I'm not completely convinced. For our considerations about the issue 'Is it
a bandpass filter or not' we can drop the third capacitor C3 (as Averagesupernova
noted the precence of two capacitors C2 and C3 has only to do with bandspread issues;
let's forget it in next considerations) and consider the simplified version of right picture
in #84:

Then as you said it's Q is proportional to C2/C1, right? If the C1 and C2 a variable like
in case of our circuit on the left in #84, isn't the unit in the picture above
nothing but a possible design of "variable" bandpass filter is the sense that if we fix some C1 and C2 it would become a "usual" bandpass filter?

The reason why I think so is that essentially that's what a bandpass filter should do, to let passing signals of desired frequence and block the others deviating from the resonance frequence. And it's "sharpness" on doing that is quanified by the Q factor, right?

Or is your statement that this circuit by construction cannot be a bandpass filter (because eg maybe there is something missing?)

 

[Baluncore]

Or is your statement that this circuit by construction cannot be a bandpass filter (because eg maybe there is something missing?)

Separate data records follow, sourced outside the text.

PR #8083, opened 2026-09-10
perf(ci): shallow-fetch main in init instead of full history

nmerget:
## Proposed changes

Two related CI changes to the `init` job.

**1. Shallow-fetch main instead of full history.** `init` checked out with `fetch-depth: 0`, pulling the complete history of every ref (~3 min). The only step needing history is the aria-snapshot diff (`git diff origin/main` in `scripts/github/snapshot-changes/check-main-aria.ts`) — name, playwright-version, changeset and fork checks all use the Actions context, not git. Switched to `fetch-depth: 1` plus a dedicated `git fetch --depth=1 origin main`.

For this gate ("did any `__snapshots__/*-aria-snapshot.yaml` change") a tip-to-tip comparison is sufficient and errs toward running the a11y screen-reader test when unsure. On `main`/release the test is already forced via the existing `github.event.pull_request == null` condition, so gating behavior is preserved.

**2. Remove dead `test-ally` plumbing.** `02-e2e-showcases.yml` declared a `test-ally` input that no step referenced, and `default.yml` passed it into all four showcase test jobs. Removed. The only real consumer of init's `test-ally` output is the `test-screen-reader` job's `if:` condition, which is untouched. No behavior change.

**Why:** removes ~3 min from `init`, which is on the critical path before the pipeline fans out.

### Code Quality

### Validation

### General

🔭🐙🐈 Test this branch here: <https://design-system.deutschebahn.com/core-web/review/perf-shallow-init-fetch>

### DIFF
--- a/.github/workflows/00-init.yml
+++ b/.github/workflows/00-init.yml
@@ -62,7 +62,11 @@ jobs:
       - name: ⏬ Checkout repo
         uses: actions/checkout@3d3c42e5aac5ba805825da76410c181273ba90b1 # v7.0.1
         with:
-          fetch-depth: 0
+          # Shallow checkout. The only thing in this job that needs git history is
+          # the aria-snapshot diff against main (see "Should Test a11y" below), and
+          # that only needs main's tip, fetched shallowly in a dedicated step. A
+          # full fetch-depth: 0 pulled every ref's complete history (~3 min).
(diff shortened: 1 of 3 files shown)


mfranzke:
@codex review

mfranzke (approved):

Without an input there is no point having a receiver.
The energy input from the antenna can be coupled into the tuned circuit by a tap on the inductor, or by a small value capacitor. The tuned circuit is required no matter which way it is done. The coupling capacitor does not provide an additional band-pass feature to the circuit.

A band-pass filter is distinct from a tuned circuit in that the BPF has steep sides with a flatter top. Stagger tuned circuits can be lightly coupled to make a BPF. But here there is only one tuned circuit.

If you were to model the antenna as a tuned circuit, then couple it through C1 to the L//C2 tuned circuit, you might claim it becomes a BPF. But the antenna for MW is under-size, so is a wider-band structure, not a tuned circuit by itself.